The academic (social) machine (part I)

There was recently a picture circulating on Twitter, like pictures do.


This is, to say the least, a skewed view of academia, although I am certainly not the best placed to say that. I tend to have a beard, use big words, have recently started blogging and did wear robes at some point in my academic career. This is however a good opportunity to show how algorithmic bias works.

First off, where does the bias originate here? As I explained before in my post on social teaching machines, autocompletion surfaces information collected previously. The information in this case is collected in various ways, most notably by looking at previous searches. It is difficult to make broad statements on why people make a Google search. It's an act that always occurs in a certain context, for a ton of different reasons, and Google optimises for an average that is unclear. Who else is making the same search will undoubtedly have an effect on how Google sees the context of a search. Consider the search Why do English people have British humor? and its first answer: Google obviously got the context wrong in my case.

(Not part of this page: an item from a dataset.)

PR #1837, opened 2025-07-17
[Misc][V0 Deprecation] Add `__main__` guard to all offline examples

shen-shanshan:
Add `__main__` guard to all offline examples.

- vLLM version: v0.9.2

I am a bit at a loss to say more on this, so feel free to comment.

In any case, some of those biases are substantially more serious, of course. For this, you simply have to enter a search of the form "Why do A people B", where A can be any of {asian, white, black} and B any of {look, like smell} to realise that autocomplete is powerful to surface common stereotypes. Not all those autocompletes work though (presumably because the output is too vile and has been hand blocked). So we humans enter our biases, and Google actually amplifies them.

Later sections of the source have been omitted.